Exercise aim :: Among the entries below, find each line holding "TypeProtocol" and return it.

Data shown ::
PR #759, opened 2023-07-13
Initial infrastructure for mangling/demangling

kyouko-taiga:


Sources/Core/Mangling/Base64Digit.swift
dabrahams, line 1: I wonder if Base64 is really the most efficient thing;  how many characters are actually available for use?  Is it just a coincidence that LLVM assembly ids only allow 64 characters?

kyouko-taiga: LLVM allows 2 more. We use one of them as a bit to determine if a string has been sanitized.

Base 64 has nice properties that we could exploit to optimize some numeric operations. So I don't think using base 65 (or even 66) would buy us much.

kyouko-taiga: I tried many different way to deal with strings that contain characters outside of the 66 LLVM allows. Sanitization is one of them. It will remove illegal characters and encode the necessary instructions to put them back. There's a lengthy comment explaining the whole process in String+AssemblySanitized.swift.

PR #761, opened 2023-07-13
Improve assertion diagnostic

dabrahams:


Sources/CodeGen/LLVM/TypeLowering.swift
```diff
@@ -146,6 +146,8 @@ extension LoweredProgram {
 }
 
 /// Traps indicating that `t` is not representable in LLVM.
-private func notLLVMRepresentable<T: TypeProtocol>(_ t: T) -> Never {
-  preconditionFailure("'\(t)' is not representable in LLVM")
+private func notLLVMRepresentable<T: TypeProtocol>(
+  _ t: T, file: StaticString = #filePath, line: UInt = #line
+) -> Never {
+  preconditionFailure("'\(t)' is not representable in LLVM", file: (file), line: line)
```
kyouko-taiga, line 152: nit: a reason `file` is parenthesized?

dabrahams: Swift will warn you if you forward `#filePath` to a thing called `file` otherwise.

I loathe the whole `#file`/`#fileID` compression nonsense.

Your response ::
-private func notLLVMRepresentable<T: TypeProtocol>(_ t: T) -> Never {
+private func notLLVMRepresentable<T: TypeProtocol>(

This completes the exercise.